One question struck me as fundamental: do scientists have to learn to be software engineers?
I think the common answer to this is "No - scientific coding is different". The "No" camp points out that scientists use code in a different way to software engineers. Science is exploration, and so is scientific coding. Scientific code is provisional, often changing. There is no specfication, there is no production system that must just work. We are trying stuff out, seeing what works, adjusting to our better understanding of the data and the ideas.
Maybe the scientist's idea of the canonical software engineer is someone who writes and hosts a web application with some database behind it.
Accepting the "No", we look at things that software engineers should learn:
- Version control.
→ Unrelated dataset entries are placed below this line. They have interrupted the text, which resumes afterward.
PR #1893, opened 2020-11-10
Adjust code samples for packages

nl0:
### TODO
- [x] dont use `path`, revert to the old syntax
- [x] strip traling slash
- [x] escape arguments

### DIFF
--- a/catalog/app/containers/Bucket/PackageTree.js
+++ b/catalog/app/containers/Bucket/PackageTree.js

Essential for a software engineer, apparently, because they need to be able to rollback their changes, and keep track of released and development versions. Desirable maybe for a scientist, but not essential, because the code never goes into production, and we always use the latest version of the code.
- Testing. Essential for a software engineer, otherwise they may release code that corrupts a database of financial transactions or delivers the wrong item to your address. Desirable maybe for a scientist, but not essential because the nature of the code changes so often that it would only slow things down to write exhaustive tests, only for the code to change track and make the tests obsolete.
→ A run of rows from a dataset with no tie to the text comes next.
PR #1894, opened 2020-11-10
Search: show retry btn for syntax errors

nl0:


catalog/app/components/SearchResults/SearchResults.js
```diff
@@ -613,6 +613,9 @@ export const handleErr = (retryUrl) => (e) => (
           supported query syntax
         </StyledLink>
         .
+        {!!retryUrl && (
+          <> You can also click RETRY to try a simplified version of your query.</>
```
fiskus, line 617: Just curious, can we replace `<></>` with quotes? Or it doesn't work such way?

nl0: yep, in this case we can, bc there's no nested react elements

akarve (approved):

PR #1907, opened 2020-11-12
Tech Debt: Eliminate lodash type checkers

fiskus:


catalog/app/components/JsonEditor/Note.js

- Code review. Essential for a software engineer, because they work in teams with other software engineers. This is their job, to write code, and they can learn from each other. Desirable maybe for a scientist, but not essential because each scientist owns their own problem and so only they can understand their code. Explaining the code is time-consuming and slows progress in developing new ideas. Others in the lab are not software engineers, so they are not trained to review code, they will not enjoy it and they will not do a good job.
- Releases. Essential for a software engineer because they may be paid to provide code that others can use. The release labels code that can be used. The software engineer can and should make sure the code works as advertised. Desirable maybe for a scientist, but not essential, because the code changes often, and the code may be written to solve a very specific problem that could not be of much interest to another researcher. If the other researcher is interested, they should make the effort to work out how to use the code, that is not the job of the author-scientist, they are not paid to support software, but to produce science.
- Documentation. Essential for a software engineer because they want their code to be used correctly by other people. Desirable but not essential for the scientist because scientific code is not for distribution except to other scientists who must take responsibility for the code themselves.
I think that these set of beliefs lie at the heart of the problem for reproducible science.
The beliefs rest on the following model of writing scientific code:
A folk model of scientific code
A scientist named A writes some code. They check the code. They confirm it is working. Most likely this means the code is free of major errors.
Another scientist named B is reading some results published by A. They can assume that the results are free of major errors.
Living with the folk model
Now everything makes sense. Version control, testing, code review, releases, documentation are great, of course, but if we can assume there are no major errors, then - why would B want to see my code? If B gets my code, why would she need to understand it? Why would she need to know what version it was, or how that related to my paper? She should assume that there are no major errors.
Rejecting the folk model
The folk model is not just too simple, it is flat-out wrong. We make mistakes all the time. All the time. If you know that, then you know that B needs to check your stuff. They can't do science without checking your stuff. If they need to check your stuff, you need to write your code for production. Then, nothing is optional. We all need; version control, testing, code review, releases, documentation.